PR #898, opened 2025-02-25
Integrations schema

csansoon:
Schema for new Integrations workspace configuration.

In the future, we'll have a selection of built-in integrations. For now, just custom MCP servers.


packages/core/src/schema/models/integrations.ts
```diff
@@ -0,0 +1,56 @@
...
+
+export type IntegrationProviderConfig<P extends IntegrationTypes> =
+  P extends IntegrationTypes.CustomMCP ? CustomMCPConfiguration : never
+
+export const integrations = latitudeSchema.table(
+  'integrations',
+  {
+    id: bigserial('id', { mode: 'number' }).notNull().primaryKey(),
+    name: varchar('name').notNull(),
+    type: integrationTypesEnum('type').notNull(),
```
....................
Everything above must be retyped. Keep each record exactly the same.

## Result
PR #898, opened 2025-02-25
Integrations schema

csansoon:
Schema for new Integrations workspace configuration.

In the future, we'll have a selection of built-in integrations. For now, just custom MCP servers.


packages/core/src/schema/models/integrations.ts
```diff
@@ -0,0 +1,56 @@
...
+
+export type IntegrationProviderConfig<P extends IntegrationTypes> =
+  P extends IntegrationTypes.CustomMCP ? CustomMCPConfiguration : never
+
+export const integrations = latitudeSchema.table(
+  'integrations',
+  {
+    id: bigserial('id', { mode: 'number' }).notNull().primaryKey(),
+    name: varchar('name').notNull(),
+    type: integrationTypesEnum('type').notNull(),
```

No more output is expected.